● EXERCISE REQUIREMENTS
Please print the whole of the listing that follows exactly.
(Beginning of PROVIDED DATA)
PR #4062, opened 2026-03-11
feat: add `snakemake new` subcommand

schnea:
Adds a `snakemake new` subcommand that copies the scaffolding from https://github.com/snakemake-workflows/snakemake-workflow-template (or any other URL) into a new folder using [copier](https://copier.readthedocs.io/en/stable/)

## Usage
`pixi run -e dev snakemake new`
`pixi run -e dev snakemake new --from <template_url>`

By default, 

## Notes
Mainly opening this PR to get some thoughts on how to proceed:
- We could get very fancy with copier, but it looks like the template structure would need to be adapted for that. I've discussed with @cademirch  and @dlaehnemann that something more barebones than the current template might be nice
- Aside from the project name, what are things that people would reasonably like to fill out in an initial dialog? What would be good to have as a cli flag as well?

### QC

### DIFF
--- a/src/snakemake/cli/commands/new.py
+++ b/src/snakemake/cli/commands/new.py
@@ -1,3 +1,5 @@
+import os
+
 import click
 from copier import run_copy
 from plumbum.commands.processes import ProcessExecutionError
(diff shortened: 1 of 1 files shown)


schnea:
I've created a template in https://github.com/schnea/snakemake-workflow-template that makes use of some of the copier templating functionality to pre-fill some values and set up the simplest example workflow i could think of. 
You can check it out with 
`pixi run -e dev snakemake new --from https://github.com/schnea/snakemake-workflow-template`

johanneskoester:
This is actually a good idea, I would however suggest to move the implementation into snakedeploy, which is also used for plugin templating and workflow deployment.

johanneskoester:
Closing in favor of a PR on snakedeploy.

cademirch:
> This is actually a good idea, I would however suggest to move the implementation into snakedeploy, which is also used for plugin templating and workflow deployment.

I agree the implementation fits for the nature of snakedeploy, but I think having a `new/init` subcommand in the main snakemake cli is important. Much like `cargo init` or `pixi init` its very intuitive and does not require the user to install another package. Of course we could just depend on snakedeploy here and with our cli refactor provide a thin wrapper on top of snakedeploy. Thoughts @johanneskoester?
(End of PROVIDED DATA)
● ANSWER FOR THIS EXERCISE
PR #4062, opened 2026-03-11
feat: add `snakemake new` subcommand

schnea:
Adds a `snakemake new` subcommand that copies the scaffolding from https://github.com/snakemake-workflows/snakemake-workflow-template (or any other URL) into a new folder using [copier](https://copier.readthedocs.io/en/stable/)

## Usage
`pixi run -e dev snakemake new`
`pixi run -e dev snakemake new --from <template_url>`

By default, 

## Notes
Mainly opening this PR to get some thoughts on how to proceed:
- We could get very fancy with copier, but it looks like the template structure would need to be adapted for that. I've discussed with @cademirch  and @dlaehnemann that something more barebones than the current template might be nice
- Aside from the project name, what are things that people would reasonably like to fill out in an initial dialog? What would be good to have as a cli flag as well?

### QC

### DIFF
--- a/src/snakemake/cli/commands/new.py
+++ b/src/snakemake/cli/commands/new.py
@@ -1,3 +1,5 @@
+import os
+
 import click
 from copier import run_copy
 from plumbum.commands.processes import ProcessExecutionError
(diff shortened: 1 of 1 files shown)


schnea:
I've created a template in https://github.com/schnea/snakemake-workflow-template that makes use of some of the copier templating functionality to pre-fill some values and set up the simplest example workflow i could think of. 
You can check it out with 
`pixi run -e dev snakemake new --from https://github.com/schnea/snakemake-workflow-template`

johanneskoester:
This is actually a good idea, I would however suggest to move the implementation into snakedeploy, which is also used for plugin templating and workflow deployment.

johanneskoester:
Closing in favor of a PR on snakedeploy.

cademirch:
> This is actually a good idea, I would however suggest to move the implementation into snakedeploy, which is also used for plugin templating and workflow deployment.

I agree the implementation fits for the nature of snakedeploy, but I think having a `new/init` subcommand in the main snakemake cli is important. Much like `cargo init` or `pixi init` its very intuitive and does not require the user to install another package. Of course we could just depend on snakedeploy here and with our cli refactor provide a thin wrapper on top of snakedeploy. Thoughts @johanneskoester?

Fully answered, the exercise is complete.